Requirement — Repeat verbatim, and only, the lines of the data below, beginning at the line that contains "my $repo_name = _guess_repo_name( $remote" and stopping after the line that contains "master, 7.x ]".

Material for the task —
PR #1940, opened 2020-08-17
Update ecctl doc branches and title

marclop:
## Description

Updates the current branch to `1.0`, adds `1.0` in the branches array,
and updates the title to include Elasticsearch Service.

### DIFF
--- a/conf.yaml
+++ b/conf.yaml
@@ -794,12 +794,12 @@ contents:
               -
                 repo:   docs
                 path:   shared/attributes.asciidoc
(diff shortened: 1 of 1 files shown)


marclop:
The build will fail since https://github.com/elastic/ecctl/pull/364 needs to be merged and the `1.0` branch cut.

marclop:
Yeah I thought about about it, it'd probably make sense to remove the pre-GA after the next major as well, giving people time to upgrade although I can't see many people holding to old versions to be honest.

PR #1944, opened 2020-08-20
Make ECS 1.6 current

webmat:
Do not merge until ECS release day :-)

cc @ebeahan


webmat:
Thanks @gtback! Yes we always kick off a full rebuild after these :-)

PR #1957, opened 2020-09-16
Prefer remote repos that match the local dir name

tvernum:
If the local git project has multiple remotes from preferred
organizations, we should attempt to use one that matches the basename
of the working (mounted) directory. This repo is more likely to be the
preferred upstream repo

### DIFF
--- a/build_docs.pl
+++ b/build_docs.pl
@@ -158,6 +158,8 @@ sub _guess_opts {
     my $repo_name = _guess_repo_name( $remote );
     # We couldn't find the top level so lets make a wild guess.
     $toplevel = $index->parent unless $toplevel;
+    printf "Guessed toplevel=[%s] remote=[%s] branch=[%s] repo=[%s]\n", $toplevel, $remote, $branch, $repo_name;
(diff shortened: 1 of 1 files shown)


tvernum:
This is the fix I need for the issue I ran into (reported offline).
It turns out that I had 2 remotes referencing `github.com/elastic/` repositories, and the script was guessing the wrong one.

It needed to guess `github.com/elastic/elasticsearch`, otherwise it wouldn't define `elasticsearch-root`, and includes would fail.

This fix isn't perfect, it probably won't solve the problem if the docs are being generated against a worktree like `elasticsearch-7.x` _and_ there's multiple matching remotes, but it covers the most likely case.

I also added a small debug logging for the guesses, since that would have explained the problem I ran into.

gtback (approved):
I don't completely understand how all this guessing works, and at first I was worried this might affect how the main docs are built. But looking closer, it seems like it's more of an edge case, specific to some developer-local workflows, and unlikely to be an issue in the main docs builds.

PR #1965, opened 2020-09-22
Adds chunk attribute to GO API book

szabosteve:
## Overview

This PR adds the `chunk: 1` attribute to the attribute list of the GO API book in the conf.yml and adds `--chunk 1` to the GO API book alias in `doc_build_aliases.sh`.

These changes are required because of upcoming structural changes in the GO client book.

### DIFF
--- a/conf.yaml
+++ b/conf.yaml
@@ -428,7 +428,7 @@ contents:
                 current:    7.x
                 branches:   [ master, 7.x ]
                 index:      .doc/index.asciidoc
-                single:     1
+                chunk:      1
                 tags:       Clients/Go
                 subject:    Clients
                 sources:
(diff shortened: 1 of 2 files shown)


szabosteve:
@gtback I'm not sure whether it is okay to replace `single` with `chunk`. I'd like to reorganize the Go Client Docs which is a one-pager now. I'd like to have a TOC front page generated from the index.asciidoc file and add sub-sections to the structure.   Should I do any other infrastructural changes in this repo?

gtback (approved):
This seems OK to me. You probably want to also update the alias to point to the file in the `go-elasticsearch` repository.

Written answer —
     my $repo_name = _guess_repo_name( $remote );
     # We couldn't find the top level so lets make a wild guess.
     $toplevel = $index->parent unless $toplevel;
+    printf "Guessed toplevel=[%s] remote=[%s] branch=[%s] repo=[%s]\n", $toplevel, $remote, $branch, $repo_name;
(diff shortened: 1 of 1 files shown)


tvernum:
This is the fix I need for the issue I ran into (reported offline).
It turns out that I had 2 remotes referencing `github.com/elastic/` repositories, and the script was guessing the wrong one.

It needed to guess `github.com/elastic/elasticsearch`, otherwise it wouldn't define `elasticsearch-root`, and includes would fail.

This fix isn't perfect, it probably won't solve the problem if the docs are being generated against a worktree like `elasticsearch-7.x` _and_ there's multiple matching remotes, but it covers the most likely case.

I also added a small debug logging for the guesses, since that would have explained the problem I ran into.

gtback (approved):
I don't completely understand how all this guessing works, and at first I was worried this might affect how the main docs are built. But looking closer, it seems like it's more of an edge case, specific to some developer-local workflows, and unlikely to be an issue in the main docs builds.

PR #1965, opened 2020-09-22
Adds chunk attribute to GO API book

szabosteve:
## Overview

This PR adds the `chunk: 1` attribute to the attribute list of the GO API book in the conf.yml and adds `--chunk 1` to the GO API book alias in `doc_build_aliases.sh`.

These changes are required because of upcoming structural changes in the GO client book.

### DIFF
--- a/conf.yaml
+++ b/conf.yaml
@@ -428,7 +428,7 @@ contents:
                 current:    7.x
                 branches:   [ master, 7.x ]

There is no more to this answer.